5. If .Contains return you true, iterate thru entire modItemList and apply your current logic of checking for x,y,z and m for entire list. Note that here you should use List as hash table might eat up many objects for which hash code is same.
Also, I would use Foreach instead of For because I've seen Foreach giving little better results (5 to 30% faster) in such case.
Update:
I created MyObject class like below:
public class MyObject
{
public int X, Y, Z, M;
public override int GetHashCode()
{
return X*10000 + Y*100 + Z*10 + M;
}
public override bool Equals(object obj)
{
return (obj.GetHashCode() == this.GetHashCode());
}
}
GetHashCode method is important here. We don't want many false positives. False positive occurs when Hash matches for some other combination of X, Y, Z and M. Best way to prevent false positive is to multiply each member such that each will impact one decimal place in HashCode. Note that you should consider not exceeding Int.Max value.
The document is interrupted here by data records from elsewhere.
PR #922, opened 2021-03-04
 feat(ais-dynamic-widgets): add implementation

Haroenv:
**Summary**

Adds a new widget _ais-experimental-dynamic-widgets_ that can be used to conditionally render other widgets. This condition is based on the search results, by default results.facetOrdering.facet.values, but can be overridden using transformItems

**Result**

```vue
<template>
  <ais-experimental-dynamic-widgets :transform-items="transformItems">
    <ais-refinement-list attribute="test1" />
    <ais-menu attribute="test2" />
    <ais-panel>
      <ais-hierarchical-menu :attributes="hierarchicalAttributes" />
    </ais-panel>
  </ais-experimental-dynamic-widgets>
</template>

<script>
export default {
  data() {
    return {
      hierarchicalAttributes: ["test3", "unused"],
    };
  },
  methods(_attributes, { results }) {
    // modified if you want to use userData instead of facet ordering
    return results.userData[0].ordering;
  },
};
</script>
```

See also:

- https://github.com/algolia/instantsearch.js/pull/4687
- DX-1665

### DIFF
--- a/src/components/DynamicWidgets.js
+++ b/src/components/DynamicWidgets.js
@@ -37,7 +37,7 @@ export default {
   props: {
     transformItems: {
       type: Function,
-      required: true,
+      default: undefined,
     },
   },
   render(createElement) {
--- a/src/components/DynamicWidgets.js
+++ b/src/components/DynamicWidgets.js
@@ -59,7 +59,8 @@ export default {
 
     // by default, render everything, but hidden so that the routing doesn't disappear
     if (!this.state) {
-      const allComponents = Array.from(components.values());
+      const allComponents = [];
+      components.forEach(component => allComponents.push(component));
 
       return createElement(
         'div',
--- a/src/components/DynamicWidgets.js
+++ b/src/components/DynamicWidgets.js
@@ -7,10 +7,7 @@ function getVueAttribute(vnode) {
     if (vnode.componentOptions.propsData.attribute) {
       return vnode.componentOptions.propsData.attribute;
     }
-    if (
-      vnode.componentOptions &&
-      Array.isArray(vnode.componentOptions.propsData.attributes)
-    ) {
+    if (Array.isArray(vnode.componentOptions.propsData.attributes)) {
       return vnode.componentOptions.propsData.attributes[0];
     }
   }
--- a/src/components/DynamicWidgets.js
+++ b/src/components/DynamicWidgets.js
@@ -58,8 +58,7 @@ export default {
 
     // by default, render everything, but hidden so that the routing doesn't disappear
     if (!this.state) {
-      const allComponents = [];
-      components.forEach(vnode => allComponents.push(vnode));
+      const allComponents = Array.from(components.values());
 
       return createElement(
         'div',
--- a/src/components/DynamicWidgets.js
+++ b/src/components/DynamicWidgets.js
@@ -2,13 +2,14 @@ import { createWidgetMixin } from '../mixins/widget';
 import { EXPERIMENTAL_connectDynamicWidgets } from 'instantsearch.js/es/connectors';
 import { createSuitMixin } from '../mixins/suit';
 
-function getVueAttribute(vnode) {
-  if (vnode.componentOptions && vnode.componentOptions.propsData) {
-    if (vnode.componentOptions.propsData.attribute) {
-      return vnode.componentOptions.propsData.attribute;
+function getWidgetAttribute(vnode) {
+  const props = vnode.componentOptions && vnode.componentOptions.propsData;
+  if (props) {
+    if (props.attribute) {
+      return props.attribute;
     }
-    if (Array.isArray(vnode.componentOptions.propsData.attributes)) {
-      return vnode.componentOptions.propsData.attributes[0];
+    if (Array.isArray(props.attributes)) {
+      return props.attributes[0];
     }
   }
 
@@ -20,7 +21,7 @@ function getVueAttribute(vnode) {
   if (Array.isArray(children)) {
     // return first child with a truthy attribute
     return children.reduce(
-      (acc, curr) => acc || getVueAttribute(curr),
+      (acc, curr) => acc || getWidgetAttribute(curr),
       undefined
     );
   }
@@ -43,7 +44,7 @@ export default {
   render(createElement) {
     const components = new Map();
     (this.$slots.default || []).forEach(vnode => {
-      const attribute = getVueAttribute(vnode);
+      const attribute = getWidgetAttribute(vnode);
       if (attribute) {
         components.set(
           attribute,
--- a/src/components/DynamicWidgets.js
+++ b/src/components/DynamicWidgets.js
@@ -1,0 +1,89 @@
+import { createWidgetMixin } from '../mixins/widget';
+import { EXPERIMENTAL_connectDynamicWidgets } from 'instantsearch.js/es/connectors';
+import { createSuitMixin } from '../mixins/suit';
+
+function getVueAttribute(vnode) {
+  if (vnode.componentOptions && vnode.componentOptions.propsData) {
+    if (vnode.componentOptions.propsData.attribute) {
+      return vnode.componentOptions.propsData.attribute;
+    }
+    if (
+      vnode.componentOptions &&
+      Array.isArray(vnode.componentOptions.propsData.attributes)
+    ) {
+      return vnode.componentOptions.propsData.attributes[0];
+    }
+  }
+
+  const children =
+    vnode.componentOptions && vnode.componentOptions.children
+      ? vnode.componentOptions.children
+      : vnode.children;
+
+  if (Array.isArray(children)) {
+    // return first child with a truthy attribute
+    return children.reduce(
+      (acc, curr) => acc || getVueAttribute(curr),
+      undefined
+    );
+  }
+
+  return undefined;
+}
+
+export default {
+  name: 'AisExperimentalDynamicWidgets',
+  mixins: [
+    createWidgetMixin({ connector: EXPERIMENTAL_connectDynamicWidgets }),
+    createSuitMixin({ name: 'DynamicWidgets' }),
+  ],
+  props: {
+    transformItems: {
+      type: Function,
+      required: true,
+    },
+  },
+  render(createElement) {
+    const components = new Map();
+    (this.$slots.default || []).forEach(vnode => {
+      const attribute = getVueAttribute(vnode);
+      if (attribute) {
+        components.set(
+          attribute,
+          createElement(
+            'div',
+            { key: attribute, class: [this.suit('widget')] },
+            [vnode]
+          )
+        );
+      }
+    });
+
+    // by default, render everything, but hidden so that the routing doesn't disappear
+    if (!this.state) {
+      const allComponents = [];
+      components.forEach(vnode => allComponents.push(vnode));
+
+      return createElement(
+        'div',
+        { attrs: { hidden: true }, class: [this.suit()] },
+        allComponents
+      );
+    }
+
+    return createElement(
+      'div',
+      { class: [this.suit()] },
+      this.state.attributesToRender.map(attribute => components.get(attribute))
+    );
+  },
+  computed: {
+    widgetParams() {
+      return {
+        transformItems: this.transformItems,
+        // we do not pass "widgets" to the connector, since Vue is in charge of rendering
+        widgets: [],
+      };
+    },
+  },
+};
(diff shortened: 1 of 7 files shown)


src/components/DynamicWidgets.js
```diff
@@ -0,0 +1,89 @@
...
+  if (vnode.componentOptions && vnode.componentOptions.propsData) {
+    if (vnode.componentOptions.propsData.attribute) {
+      return vnode.componentOptions.propsData.attribute;
+    }
+    if (
+      vnode.componentOptions &&
+      Array.isArray(vnode.componentOptions.propsData.attributes)
+    ) {
+      return vnode.componentOptions.propsData.attributes[0];
+    }
```
shortcuts, line 15:
```suggestion
    if (Array.isArray(vnode.componentOptions.propsData.attributes)) {
      return vnode.componentOptions.propsData.attributes[0];
    }
```

The first condition doesn't seem necessary

src/components/DynamicWidgets.js
```diff
@@ -0,0 +1,89 @@
...
+    // by default, render everything, but hidden so that the routing doesn't disappear
+    if (!this.state) {
+      const allComponents = [];
+      components.forEach(vnode => allComponents.push(vnode));
+
+      return createElement(
+        'div',
+        { attrs: { hidden: true }, class: [this.suit()] },
+        allComponents
+      );
```
shortcuts, line 71: Is there a reason not to spread `components`, or directly pass a `components.map(...)`?

Haroenv: components is a Map, so it can't be mapped directly

src/components/DynamicWidgets.js
```diff
@@ -0,0 +1,86 @@
...
+            [vnode]
+          )
+        );
+      }
+    });
+
+    // by default, render everything, but hidden so that the routing doesn't disappear
+    if (!this.state) {
+      const allComponents = [];
+      components.forEach(vnode => allComponents.push(vnode));
```
francoischalifour, line 62: Any reasons to not use a single expression?

src/components/__tests__/DynamicWidgets.js
```diff
@@ -0,0 +1,178 @@
...
+
+  expect(wrapper.html()).toMatchInlineSnapshot(`
+
+<div class="ais-DynamicWidgets">
+</div>
+
+`);
+});
+
+it('renders attributesToRender 1', () => {
```
francoischalifour, line 97: What does this test mean? Can its name reflect the actual scenario?

francoischalifour: A suggestion:

```suggestion
it('renders only the components with attributes that belong to `attributesToRender`', () => {
```

src/components/__tests__/DynamicWidgets.js
```diff
@@ -0,0 +1,178 @@
...
+  });
+  expect(wrapper.html()).toMatchInlineSnapshot(`
+
+<div class="ais-DynamicWidgets">
+</div>
+
+`);
+});
+
+it('renders nothing with empty items', () => {
```
francoischalifour, line 69: Perhaps we can add a test with a panel header and empty items?

src/components/DynamicWidgets.js
```diff
@@ -0,0 +1,86 @@
...
+        { attrs: { hidden: true }, class: [this.suit()] },
+        allComponents
+      );
+    }
+
+    return createElement(
+      'div',
+      { class: [this.suit()] },
+      this.state.attributesToRender.map(attribute => components.get(attribute))
+    );
```
francoischalifour, line 75: We don't seem to test the dynamic nature of this widget, represented by these lines.

src/components/DynamicWidgets.js
Haroenv, line 62:
```suggestion
      const allComponents = [...components.values()];
```

to check whether this works as an alternative that's shorter

Haroenv: not possible with this babel config

src/components/DynamicWidgets.js
Haroenv: was really hard to get Vue to correctly recognise a change in data internally, but it works now: 2002f4b

src/components/DynamicWidgets.js
Haroenv: d9779b5

src/components/__tests__/DynamicWidgets.js
Haroenv: 2002f4b

src/components/__tests__/DynamicWidgets.js
Haroenv: 2002f4b

src/components/DynamicWidgets.js
```diff
@@ -0,0 +1,85 @@
...
+            { key: attribute, class: [this.suit('widget')] },
+            [vnode]
+          )
+        );
+      }
+    });
+
+    // by default, render everything, but hidden so that the routing doesn't disappear
+    if (!this.state) {
+      const allComponents = Array.from(components.values());
```
francoischalifour, line 61: Is using `Map.prototype.values()` OK given our browser support for VIS? ([see browser compatibility](https://developer.mozilla.org/en-US/docs/Web/JavaScript/Reference/Global_Objects/Map/values#browser_compatibility))

src/components/DynamicWidgets.js
```diff
@@ -0,0 +1,85 @@
...
+
+function getVueAttribute(vnode) {
+  if (vnode.componentOptions && vnode.componentOptions.propsData) {
+    if (vnode.componentOptions.propsData.attribute) {
+      return vnode.componentOptions.propsData.attribute;
+    }
+    if (Array.isArray(vnode.componentOptions.propsData.attributes)) {
+      return vnode.componentOptions.propsData.attributes[0];
+    }
+  }
```
francoischalifour, line 13: That's easier to read/understand. Wdyt?

```suggestion
  const props = vnode.componentOptions && vnode.componentOptions.propsData;

  if (props) {
    if (props.attribute) {
      return props.attribute;
    }
    if (Array.isArray(props.attributes)) {
      return props.attributes[0];
    }
  }
```

src/components/DynamicWidgets.js
```diff
@@ -0,0 +1,85 @@
+import { createWidgetMixin } from '../mixins/widget';
+import { EXPERIMENTAL_connectDynamicWidgets } from 'instantsearch.js/es/connectors';
+import { createSuitMixin } from '../mixins/suit';
+
+function getVueAttribute(vnode) {
```
francoischalifour, line 5:
```suggestion
function getWidgetAttribute(vnode) {
```

src/components/DynamicWidgets.js
```diff
@@ -0,0 +1,85 @@
...
+          createElement(
+            'div',
+            { key: attribute, class: [this.suit('widget')] },
+            [vnode]
+          )
+        );
+      }
+    });
+
+    // by default, render everything, but hidden so that the routing doesn't disappear
```
francoischalifour, line 59: Won't this behavior result in an unexpected UI flash were some widget will appear and then get removed because computed based on `state.attributesToRender`?

What if we don't render anything when we don't have a state?

src/components/__tests__/DynamicWidgets.js
```diff
@@ -0,0 +1,409 @@
...
+});
+
+it('renders attributesToRender (panel)', () => {
+  const localVue = createLocalVue();
+
+  localVue.use(plugin);
+
+  __setState({
+    attributesToRender: ['test2'],
+  });
```
francoischalifour, line 236: Can we created a similar test with this? (to ensure that the panel component is not added to the DOM)

```js
  __setState({
    attributesToRender: [],
  });
```

src/components/DynamicWidgets.js
Haroenv: note that the widgets we render initially are hidden, so this won't cause a flash, but possibly slightly delayed visuals compared to server side rendering (which solves this, as the widget information is available on that server + initial frontend render)

francoischalifour: Right, I think I rather meant: won't this results in an unnecessary search parameters computation because it mounts widgets that will likely get removed?

Why don't we render nothing?

src/components/DynamicWidgets.js
Haroenv: right, only Map is IE11 compatible, what did you mean as alternative in https://github.com/algolia/vue-instantsearch/pull/922#discussion_r638579981 then?

src/components/DynamicWidgets.js
Haroenv: if we render nothing, the parameters of the URL can't be applied unfortunately, this was the best workaround I found

src/components/DynamicWidgets.js
```diff
@@ -0,0 +1,87 @@
...
+    vnode.componentOptions && vnode.componentOptions.children
+      ? vnode.componentOptions.children
+      : vnode.children;
+
+  if (Array.isArray(children)) {
+    // return first child with a truthy attribute
+    return children.reduce(
+      (acc, curr) => acc || getWidgetAttribute(curr),
+      undefined
+    );
```
eunjae-lee, line 26:
```suggestion
    for (let child of children) {
      const attribute = getWidgetAttribute(child);
      if (attribute) {
        return attribute;
      }
    }
```

kinda old school but easier to read along with that comment, IMO.

src/components/__tests__/DynamicWidgets.js
```diff
@@ -0,0 +1,420 @@
...
+  </div>
+</div>
+
+`);
+});
+
+it('renders nothing without children', () => {
+  __setState({
+    attributesToRender: [],
+  });
```
eunjae-lee, line 103: needed in this case?

src/components/__tests__/DynamicWidgets.js
```diff
@@ -0,0 +1,420 @@
...
+  expect(wrapper.html()).toMatchInlineSnapshot(`
+
+<div class="ais-DynamicWidgets">
+</div>
+
+`);
+});
+
+it('renders nothing with empty items', () => {
```
eunjae-lee, line 118:
```suggestion
it('renders nothing with empty attributesToRender', () => {
```

src/components/__tests__/DynamicWidgets.js
```diff
@@ -0,0 +1,420 @@
...
+    localVue,
+    propsData: {
+      transformItems: items => items,
+    },
+    slots: {
+      default: `<ais-refinement-list attribute="test1"/>`,
+    },
+    stubs: {
+      'ais-refinement-list': MockRefinementList,
+      'ais-menu': MockMenu,
```
eunjae-lee, line 137:
```suggestion
```

src/components/__tests__/DynamicWidgets.js
```diff
@@ -0,0 +1,420 @@
...
+    >
+    </div>
+  </div>
+</div>
+
+`);
+
+  attributesToRender = ['test3'];
+
+  wrapper.vm.$forceUpdate();
```
eunjae-lee, line 368: can you try 

```js
await wrapper.setData({ attributesToRender: ['test3'] });
```

not sure if it works in this VTU version, though.

src/components/DynamicWidgets.js
Haroenv: for of needs transpilation, what's wrong with the reduce?

eunjae-lee: didn't think of transpilation. nothing wrong with the reduce, just it took me several seconds to follow where it's going.

src/components/__tests__/DynamicWidgets.js
Haroenv: Yes, that's what this test does, check if there's nothing in the return from attributesToRender, it doesn't render the initial widgets hidden anymore

src/components/__tests__/DynamicWidgets.js
Haroenv: doesn't seem to work, i think because of the mock

Haroenv: doesn't seem to work, i think because of the mock

src/components/__tests__/DynamicWidgets.js
```diff
@@ -0,0 +1,420 @@
...
+it('renders nothing without children', () => {
+  __setState({
+    attributesToRender: [],
+  });
+
+  const wrapper = mount(DynamicWidgets, {
+    propsData: {
+      transformItems: items => items,
+    },
+  });
```
eunjae-lee, line 109: If I understand correctly, this test is about not providing any children `slots: { default: ... }` and seeing if it renders an empty container. So setting attributesToRender to an empty array isn't relevant. With this, we don't know the reason why the empty container is there is because of attributesToRender: [] or no children.

Haroenv: solved in c0d1823

eunjae-lee (approved):
let's go!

If the expected value of X,Y,Z and M are small you should be good.
set2.Clear();
s1 = DateTime.Now;
MyObject matchingElement;
totalmatch = 0;
foreach (MyObject elem in list2)
set2.Add(elem);
foreach (MyObject t1 in list1)
{
if (set2.Contains(t1))
{
matchingElement = null;
foreach (MyObject t2 in list2)
{
if (t1.X == t2.X && t1.Y == t2.Y && t1.Z == t2.Z && t1.M == t2.M)
{
totalmatch++;
matchingElement = t2;
break;
}
}
//Do Something on matchingElement if not null
}
}
Console.WriteLine("set foreach with contains: " + (DateTime.Now - s1).TotalSeconds + "\t Total Match: " + totalmatch);
Above is sample code that I was trying to describe in my answer. This code should work super fast if matches are expected to be less.